Unit cost analysis of Emirates, IAG & Virgin; about learning from a new model, not unpicking it


Last year, 2013, saw significant shifts in the attitudes of the major European legacy carriers towards their competitors from the Gulf, as well as some changes in the strategic stance of the Gulf carriers towards global partnerships. Qatar Airways joined oneworld, Emirates entered into a joint venture agreement with Qantas, and Air France-KLM started to codeshare with Etihad, which continued to develop its equity alliance strategy with a growing number of European airlines (among others).

Nevertheless, old attitudes linger and there is still a feeling among some in Europe, including airlines and regulators, that the success of the Gulf carriers is based on unfair subsidies.

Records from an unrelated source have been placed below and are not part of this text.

Issue #554, opened 2020-09-09
GenomeWorks compiling error


asantat:
Hi!
I am working around two days trying to compile GenomeWorks which included into racon genome assembler.
GCC = 9.3.0
cmake = 3.18.20200908-g1d74a64
make = 4.3
nvcc = 11.0
cuDNN = 8.0.2
nvidia driver = 450.51.06

CMakeCache.txt was manually edited with including `CMAKE_CXX_FLAGS:STRING=-DFMT_USE_USER_DEFINED_LITERALS=0` string
the error occured whyle the most of work was done: 
`
[ 81%] Linking CXX static library ../../lib/libcudaaligner.a
Reaping winning child 0x55c2e3d8eaf0 PID 14870 
Live child 0x55c2e3d8eaf0 (lib/libcudaaligner.a) PID 14872 
Reaping winning child 0x55c2e3d8eaf0 PID 14872 
Live child 0x55c2e3d8eaf0 (lib/libcudaaligner.a) PID 14874 
Reaping winning child 0x55c2e3d8eaf0 PID 14874 
Removing child 0x55c2e3d8eaf0 PID 14874 from chain.
Considering target file 'GenomeWorks/cudaaligner/CMakeFiles/cudaaligner.dir/build'.
 File 'GenomeWorks/cudaaligner/CMakeFiles/cudaaligner.dir/build' does not exist.
  Considering target file 'lib/libcudaaligner.a'.
  File 'lib/libcudaaligner.a' was considered already.
 Finished prerequisites of target file 'GenomeWorks/cudaaligner/CMakeFiles/cudaaligner.dir/build'.
Must remake target 'GenomeWorks/cudaaligner/CMakeFiles/cudaaligner.dir/build'.
Successfully remade target file 'GenomeWorks/cudaaligner/CMakeFiles/cudaaligner.dir/build'.
Reaping winning child 0x558a0914daf0 PID 14802 
Live child 0x558a0914daf0 (GenomeWorks/cudaaligner/CMakeFiles/cudaaligner.dir/all) PID 14879 
[ 81%] Built target cudaaligner
Reaping winning child 0x558a0914daf0 PID 14879 
Removing child 0x558a0914daf0 PID 14879 from chain.
Reaping losing child 0x560a19aabcb0 PID 14245 
make: *** [Makefile:171: all] Error 2
Removing child 0x560a19aabcb0 PID 14245 from chain.
`

I updated cmake and make, but compilation still aborting.
[...]

PR #561, opened 2020-09-16
[common] Fixed a compiler warnings and a problem with CUDA 11

ahehn-nv:
Hotfix for #554 and experimental CUDA 11 support.

### DIFF
--- a/CMakeLists.txt
+++ b/CMakeLists.txt
@@ -40,7 +40,7 @@ option(gw_enable_cudapoa_nw_print "Enable verbose prints within cudapoa NW kerne
 option(gw_profiling "Compile a binary for profiling with NVTX markers." OFF)
 option(gw_enable_caching_allocator "Enable caching allocator." ON)
 option(gw_generate_docs "Generate Doxygen documentation" ON)
-option(gw_cuda_gen_all_arch "ON: Generate optimized CUDA code for all architectures | OFF: for detected architectures only" ON)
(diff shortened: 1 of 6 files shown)


ahehn-nv:
@tijyojwad In order to not have too many hotfix releases, we might want to combine this with a fix for CUDA 11.
I don't have time to work on that right now, but I'm happy to merge a PR against my branch.

tijyojwad:
agreed, @ahehn-nv - @atadkase can you create a quick PR with the fix to enable CUDA 11 into this branch? We decided to make the `gw_cuda_gen_all_arch` `OFF` by default in CMakeLists.txt. This would need an update to the CMakeLists.txt and a change to `ci/common/build-test-sdk.sh` with line 30 updated to include `gw_cuda_gen_all_arch=ON`. Was there anything else that's needed to enable CUDA 11?

tijyojwad (approved):

ahehn-nv:
@tijyojwad Are we sure these changes won't break the python packages - if we only compile for one architecture by default?

tijyojwad:
> @tijyojwad Are we sure these changes won't break the python packages - if we only compile for one architecture by default?

Glad you mentioned this again. I was under the impression the build-test-sdk.sh update took care of cmake flags for python builds as well, but then I double checked and it was actually in a different place. So I just pushed a fix for that. Thanks for bringing it up!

In this report we analyse Emirates’ unit costs and compare them with IAG and Virgin Atlantic in order to understand the source of Emirates’ cost advantage. How level is the playing field and what are the conclusions of this unit cost analysis for European legacy carriers and the policy implications for Europe’s regulators and governments?

Emirates is cost efficient compared with European legacy airlines, but is not an LCC

One of the key dimensions of competition in the airline industry is unit cost. Quite simply, a low unit cost is a competitive advantage as it allows airlines to be profitable at low fares. One of the difficulties in comparing unit costs is that they vary according to average trip length.

In general, the cost of producing a seat-kilometre falls as average sector length increases since the fixed costs are amortised over more seat-kms and variable costs such as fuel are more efficiently consumed in longer flights.

Plotting Cost per Available Seat Kilometre (CASK) vs sector length allows the relative cost efficiency of different airlines to be compared visually. The chart below should be familiar to many CAPA readers. It shows CASK, denominated in UScents, against average sector length for a number of European airlines and for Emirates.

The chart shows that Emirates’ unit cost is lower than that of every European legacy carrier, but, since it also has a longer average trip length than almost every one of them, its unit cost ‘should’ be lower.

Nevertheless, the chart shows that Emirates’ CASK is below the trend line for European legacy carriers and is also lower than that of the ultra long-haul Virgin Atlantic (the only European airline with this route profile). This suggests that, compared to European legacy carriers, Emirates is a cost efficient operator, although it could not be described as an LCC. This does not consider unit revenue differences and note also that we do not include Asian and other competitors on this chart.

Cost per ASK, CASK, (US cent) and average trip length for selected European legacy and low-cost carriers and Emirates: 2012*

Unit cost comparison needs to be based on a similar average trip length

Emirates appears particularly to have a significant CASK advantage compared with the major European legacy groups (which all sit above the trend line on our CASK chart) and these are the carriers that have been hardest hit by Gulf carrier competition.

So, what are the sources of Emirates’ unit cost advantage? A straight comparison of its unit cost with any one European group would run into the problem of different average trip lengths. In order to circumvent this problem, we note that Emirates’ average trip length falls between those of IAG and Virgin Atlantic. If a European airline existed that consisted of equal parts IAG and Virgin Atlantic, its average trip length would be similar to that of Emirates and its unit cost could meaningfully be compared with Emirates.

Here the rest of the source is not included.